*Input material:*
|---|
PR #11012, opened 2015-10-08
When http method is POST,  getPut() should get an empty array

AlloVince:
Please confirm this behavior change

### DIFF
--- a/phalcon/http/request.zep
+++ b/phalcon/http/request.zep
@@ -117,6 +117,10 @@ class Request implements RequestInterface, InjectionAwareInterface
 	 */
 	public function getPut(string! name = null, var filters = null, var defaultValue = null, boolean notAllowEmpty = false, boolean noRecursive = false)
 	{
+		if !this->isMethod("PUT") {
+			return [];
+		}
+
 		var put;
 
 		let put = this->_putCache;
@@ -317,6 +321,15 @@ class Request implements RequestInterface, InjectionAwareInterface
 	public function isSecureRequest() -> boolean
 	{
 		return this->getScheme() === "https";
+	}
+
+	/**
+	 * Set request raw body for unit test
+	 */
+	public function setRawBody(string rawBody) -> <Request>
+	{
+	    let this->_rawBody = rawBody;
+	    return this;
 	}
 
 	/**
--- a/phalcon/http/request.zep
+++ b/phalcon/http/request.zep
@@ -118,7 +118,7 @@ class Request implements RequestInterface, InjectionAwareInterface
 	public function getPut(string! name = null, var filters = null, var defaultValue = null, boolean notAllowEmpty = false, boolean noRecursive = false)
 	{
 		if !this->isMethod("PUT") {
-			return [];
+			return name ? null : [];
 		}
 
 		var put;
@@ -321,15 +321,6 @@ class Request implements RequestInterface, InjectionAwareInterface
 	public function isSecureRequest() -> boolean
 	{
 		return this->getScheme() === "https";
-	}
-
-	/**
-	 * Set request raw body for unit test
-	 */
-	public function setRawBody(string rawBody) -> <Request>
-	{
-	    let this->_rawBody = rawBody;
-	    return this;
 	}
 
 	/**
--- a/unit-tests/RequestTest.php
+++ b/unit-tests/RequestTest.php
@@ -390,7 +390,7 @@ class RequestTest extends PHPUnit_Framework_TestCase
 		stream_wrapper_unregister('php');
 		stream_wrapper_register('php', 'PhpStream');
 
-		file_put_contents('php://input', [json_encode(['bar' => 'baz'])]);
+		file_put_contents('php://input', array(json_encode(array('bar' => 'baz'))));
 
 
 		$data = file_get_contents('php://input');
@@ -405,7 +405,7 @@ class RequestTest extends PHPUnit_Framework_TestCase
 	{
 		stream_wrapper_unregister('php');
 		stream_wrapper_register('php', 'PhpStream');
-		file_put_contents('php://input', ["foo" => "bar"]);
+		file_put_contents('php://input', array("foo" => "bar"));
 		$_SERVER['REQUEST_METHOD'] = 'POST';
 		$request = new \Phalcon\Http\Request();
 		$this->assertEquals([], $request->getPut());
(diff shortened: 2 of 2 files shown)


phalcon/http/request.zep
```diff
@@ -320,6 +324,15 @@ class Request implements RequestInterface, InjectionAwareInterface
 	}
 
 	/**
+	 * Set request raw body for unit test
+	 */
+	public function setRawBody(string rawBody) -> <Request>
+	{
+	    let this->_rawBody = rawBody;
+	    return this;
+	}
```
sergeyklay: Tell me at least one reason on which the Request body shouldn't be read-only?

AlloVince: Please see my unit test case, because Phalcon get request body by `file_get_contents("php://input")`, but we are not able to change `php://input`, which means we are not able to mock a request and make unit test for a request with rawbody. I think add `setRawBody`  is necessary

sergeyklay:
```php
<?php

class PhpStream
{
    protected $index = 0;
    protected $length = 0;
    protected $data = '';

    public $context;

    public function __construct()
    {
        if (file_exists($this->buffer_filename())) {
            $this->data = file_get_contents($this->buffer_filename());
        } else {
            $this->data = '';
        }

        $this->index = 0;
        $this->length = strlen($this->data);
    }

    protected function buffer_filename()
    {
        return sys_get_temp_dir() . DIRECTORY_SEPARATOR . 'php_input.txt';
    }

    public function stream_open($path, $mode, $options, &$opened_path)
    {
        return true;
    }

    public function stream_close()
    {
    }

    public function stream_stat()
    {
        return [];
    }

    public function stream_flush()
    {
        return true;
    }

    public function stream_read($count)
    {
        if (null === $this->length) {
            $this->length = strlen($this->data);
        }

        $length = min($count, $this->length - $this->index);
        $data = substr($this->data, $this->index);
        $this->index = $this->index + $length;

        return $data;
    }

    public function stream_eof()
    {
        return ($this->index >= $this->length ? true : false);
    }

    public function stream_write($data)
    {
        return file_put_contents($this->buffer_filename(), $data);
    }

    public function unlink()
    {
        if (file_exists($this->buffer_filename())) {
            unlink($this->buffer_filename());
        }

        $this->data = '';
        $this->index = 0;
        $this->length = 0;
    }
}
```

**Test php://input**
```php
stream_wrapper_unregister('php');
stream_wrapper_register('php', PhpStream::class);

file_put_contents('php://input', [json_encode(['bar' => 'baz'])]);


$data = file_get_contents('php://input');

var_dump($data);
assert($data === file_get_contents('php://input'));
```

AlloVince: Thanks for the solution, I removed setRawBody method and make unit test as your way

unit-tests/RequestTest.php
```diff
@@ -379,4 +384,109 @@ public function testIssues2294()
...
+		$this->assertEquals($data, json_encode(['bar' => 'baz']));
+
+		$_POST['foo'] = 'bar';
+		$this->assertNotEquals($_POST, $data);
+	}
+
+	public function testPutEmptyWhenMethodIsPost()
+	{
+		stream_wrapper_unregister('php');
+		stream_wrapper_register('php', PhpStream::class);
```
sergeyklay: This syntax for php >= 5.5, use `'PhpStream'` instead

unit-tests/RequestTest.php
```diff
@@ -379,4 +384,109 @@ public function testIssues2294()
 
 		$this->assertEquals($request->getHeaders(), $headers);
 	}
+
+	public function testPhpStream()
+	{
+		stream_wrapper_unregister('php');
```
sergeyklay: Need rollback this after test:
```php
stream_wrapper_restore('php');
```

unit-tests/RequestTest.php
```diff
@@ -379,4 +384,109 @@ public function testIssues2294()
...
+	}
+
+	public function testPutEmptyWhenMethodIsPost()
+	{
+		stream_wrapper_unregister('php');
+		stream_wrapper_register('php', PhpStream::class);
+		file_put_contents('php://input', ["foo" => "bar"]);
+		$_SERVER['REQUEST_METHOD'] = 'POST';
+		$request = new \Phalcon\Http\Request();
+		$this->assertEquals([], $request->getPut());
```
sergeyklay:
```php
$this->assertEquals([], $request->getPut());
```

Okay, but below you use
```php
file_put_contents('php://input', ["foo" => "bar"]);
```

unit-tests/RequestTest.php
AlloVince: thx for the review, stream restore already added

unit-tests/RequestTest.php
```diff
@@ -379,4 +384,111 @@ public function testIssues2294()
 
 		$this->assertEquals($request->getHeaders(), $headers);
 	}
+
+	public function testPhpStream()
+	{
+		stream_wrapper_unregister('php');
+		stream_wrapper_register('php', 'PhpStream');
+
+		file_put_contents('php://input', [json_encode(['bar' => 'baz'])]);
```
sergeyklay: We still use PHP 5.3. Please use `array( )` instead

unit-tests/RequestTest.php
```diff
@@ -379,4 +384,111 @@ public function testIssues2294()
...
+	public function testPhpStream()
+	{
+		stream_wrapper_unregister('php');
+		stream_wrapper_register('php', 'PhpStream');
+
+		file_put_contents('php://input', array(json_encode(array('bar' => 'baz'))));
+
+
+		$data = file_get_contents('php://input');
+		$this->assertEquals($data, json_encode(['bar' => 'baz']));
```
sergeyklay: `[ ]` =>  `array( )`

unit-tests/RequestTest.php
```diff
@@ -379,4 +384,111 @@ public function testIssues2294()
...
+		return true;
+	}
+
+	public function stream_close()
+	{
+	}
+
+	public function stream_stat()
+	{
+		return [];
```
sergeyklay: `return array();`

sergeyklay:
@AlloVince Could you please deal with this?

sergeyklay:
I'm closing this issue due to the lack of any reaction. I'll open it again if the need arises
|---|
From the first line to the last, reproduce the data above exactly.

PR #11012, opened 2015-10-08
When http method is POST,  getPut() should get an empty array

AlloVince:
Please confirm this behavior change

### DIFF
--- a/phalcon/http/request.zep
+++ b/phalcon/http/request.zep
@@ -117,6 +117,10 @@ class Request implements RequestInterface, InjectionAwareInterface
 	 */
 	public function getPut(string! name = null, var filters = null, var defaultValue = null, boolean notAllowEmpty = false, boolean noRecursive = false)
 	{
+		if !this->isMethod("PUT") {
+			return [];
+		}
+
 		var put;
 
 		let put = this->_putCache;
@@ -317,6 +321,15 @@ class Request implements RequestInterface, InjectionAwareInterface
 	public function isSecureRequest() -> boolean
 	{
 		return this->getScheme() === "https";
+	}
+
+	/**
+	 * Set request raw body for unit test
+	 */
+	public function setRawBody(string rawBody) -> <Request>
+	{
+	    let this->_rawBody = rawBody;
+	    return this;
 	}
 
 	/**
--- a/phalcon/http/request.zep
+++ b/phalcon/http/request.zep
@@ -118,7 +118,7 @@ class Request implements RequestInterface, InjectionAwareInterface
 	public function getPut(string! name = null, var filters = null, var defaultValue = null, boolean notAllowEmpty = false, boolean noRecursive = false)
 	{
 		if !this->isMethod("PUT") {
-			return [];
+			return name ? null : [];
 		}
 
 		var put;
@@ -321,15 +321,6 @@ class Request implements RequestInterface, InjectionAwareInterface
 	public function isSecureRequest() -> boolean
 	{
 		return this->getScheme() === "https";
-	}
-
-	/**
-	 * Set request raw body for unit test
-	 */
-	public function setRawBody(string rawBody) -> <Request>
-	{
-	    let this->_rawBody = rawBody;
-	    return this;
 	}
 
 	/**
--- a/unit-tests/RequestTest.php
+++ b/unit-tests/RequestTest.php
@@ -390,7 +390,7 @@ class RequestTest extends PHPUnit_Framework_TestCase
 		stream_wrapper_unregister('php');
 		stream_wrapper_register('php', 'PhpStream');
 
-		file_put_contents('php://input', [json_encode(['bar' => 'baz'])]);
+		file_put_contents('php://input', array(json_encode(array('bar' => 'baz'))));
 
 
 		$data = file_get_contents('php://input');
@@ -405,7 +405,7 @@ class RequestTest extends PHPUnit_Framework_TestCase
 	{
 		stream_wrapper_unregister('php');
 		stream_wrapper_register('php', 'PhpStream');
-		file_put_contents('php://input', ["foo" => "bar"]);
+		file_put_contents('php://input', array("foo" => "bar"));
 		$_SERVER['REQUEST_METHOD'] = 'POST';
 		$request = new \Phalcon\Http\Request();
 		$this->assertEquals([], $request->getPut());
(diff shortened: 2 of 2 files shown)


phalcon/http/request.zep
```diff
@@ -320,6 +324,15 @@ class Request implements RequestInterface, InjectionAwareInterface
 	}
 
 	/**
+	 * Set request raw body for unit test
+	 */
+	public function setRawBody(string rawBody) -> <Request>
+	{
+	    let this->_rawBody = rawBody;
+	    return this;
+	}
```
sergeyklay: Tell me at least one reason on which the Request body shouldn't be read-only?

AlloVince: Please see my unit test case, because Phalcon get request body by `file_get_contents("php://input")`, but we are not able to change `php://input`, which means we are not able to mock a request and make unit test for a request with rawbody. I think add `setRawBody`  is necessary

sergeyklay:
```php
<?php

class PhpStream
{
    protected $index = 0;
    protected $length = 0;
    protected $data = '';

    public $context;

    public function __construct()
    {
        if (file_exists($this->buffer_filename())) {
            $this->data = file_get_contents($this->buffer_filename());
        } else {
            $this->data = '';
        }

        $this->index = 0;
        $this->length = strlen($this->data);
    }

    protected function buffer_filename()
    {
        return sys_get_temp_dir() . DIRECTORY_SEPARATOR . 'php_input.txt';
    }

    public function stream_open($path, $mode, $options, &$opened_path)
    {
        return true;
    }

    public function stream_close()
    {
    }

    public function stream_stat()
    {
        return [];
    }

    public function stream_flush()
    {
        return true;
    }

    public function stream_read($count)
    {
        if (null === $this->length) {
            $this->length = strlen($this->data);
        }

        $length = min($count, $this->length - $this->index);
        $data = substr($this->data, $this->index);
        $this->index = $this->index + $length;

        return $data;
    }

    public function stream_eof()
    {
        return ($this->index >= $this->length ? true : false);
    }

    public function stream_write($data)
    {
        return file_put_contents($this->buffer_filename(), $data);
    }

    public function unlink()
    {
        if (file_exists($this->buffer_filename())) {
            unlink($this->buffer_filename());
        }

        $this->data = '';
        $this->index = 0;
        $this->length = 0;
    }
}
```

**Test php://input**
```php
stream_wrapper_unregister('php');
stream_wrapper_register('php', PhpStream::class);

file_put_contents('php://input', [json_encode(['bar' => 'baz'])]);


$data = file_get_contents('php://input');

var_dump($data);
assert($data === file_get_contents('php://input'));
```

AlloVince: Thanks for the solution, I removed setRawBody method and make unit test as your way

unit-tests/RequestTest.php
```diff
@@ -379,4 +384,109 @@ public function testIssues2294()
...
+		$this->assertEquals($data, json_encode(['bar' => 'baz']));
+
+		$_POST['foo'] = 'bar';
+		$this->assertNotEquals($_POST, $data);
+	}
+
+	public function testPutEmptyWhenMethodIsPost()
+	{
+		stream_wrapper_unregister('php');
+		stream_wrapper_register('php', PhpStream::class);
```
sergeyklay: This syntax for php >= 5.5, use `'PhpStream'` instead

unit-tests/RequestTest.php
```diff
@@ -379,4 +384,109 @@ public function testIssues2294()
 
 		$this->assertEquals($request->getHeaders(), $headers);
 	}
+
+	public function testPhpStream()
+	{
+		stream_wrapper_unregister('php');
```
sergeyklay: Need rollback this after test:
```php
stream_wrapper_restore('php');
```

unit-tests/RequestTest.php
```diff
@@ -379,4 +384,109 @@ public function testIssues2294()
...
+	}
+
+	public function testPutEmptyWhenMethodIsPost()
+	{
+		stream_wrapper_unregister('php');
+		stream_wrapper_register('php', PhpStream::class);
+		file_put_contents('php://input', ["foo" => "bar"]);
+		$_SERVER['REQUEST_METHOD'] = 'POST';
+		$request = new \Phalcon\Http\Request();
+		$this->assertEquals([], $request->getPut());
```
sergeyklay:
```php
$this->assertEquals([], $request->getPut());
```

Okay, but below you use
```php
file_put_contents('php://input', ["foo" => "bar"]);
```

unit-tests/RequestTest.php
AlloVince: thx for the review, stream restore already added

unit-tests/RequestTest.php
```diff
@@ -379,4 +384,111 @@ public function testIssues2294()
 
 		$this->assertEquals($request->getHeaders(), $headers);
 	}
+
+	public function testPhpStream()
+	{
+		stream_wrapper_unregister('php');
+		stream_wrapper_register('php', 'PhpStream');
+
+		file_put_contents('php://input', [json_encode(['bar' => 'baz'])]);
```
sergeyklay: We still use PHP 5.3. Please use `array( )` instead

unit-tests/RequestTest.php
```diff
@@ -379,4 +384,111 @@ public function testIssues2294()
...
+	public function testPhpStream()
+	{
+		stream_wrapper_unregister('php');
+		stream_wrapper_register('php', 'PhpStream');
+
+		file_put_contents('php://input', array(json_encode(array('bar' => 'baz'))));
+
+
+		$data = file_get_contents('php://input');
+		$this->assertEquals($data, json_encode(['bar' => 'baz']));
```
sergeyklay: `[ ]` =>  `array( )`

unit-tests/RequestTest.php
```diff
@@ -379,4 +384,111 @@ public function testIssues2294()
...
+		return true;
+	}
+
+	public function stream_close()
+	{
+	}
+
+	public function stream_stat()
+	{
+		return [];
```
sergeyklay: `return array();`

sergeyklay:
@AlloVince Could you please deal with this?

sergeyklay:
I'm closing this issue due to the lack of any reaction. I'll open it again if the need arises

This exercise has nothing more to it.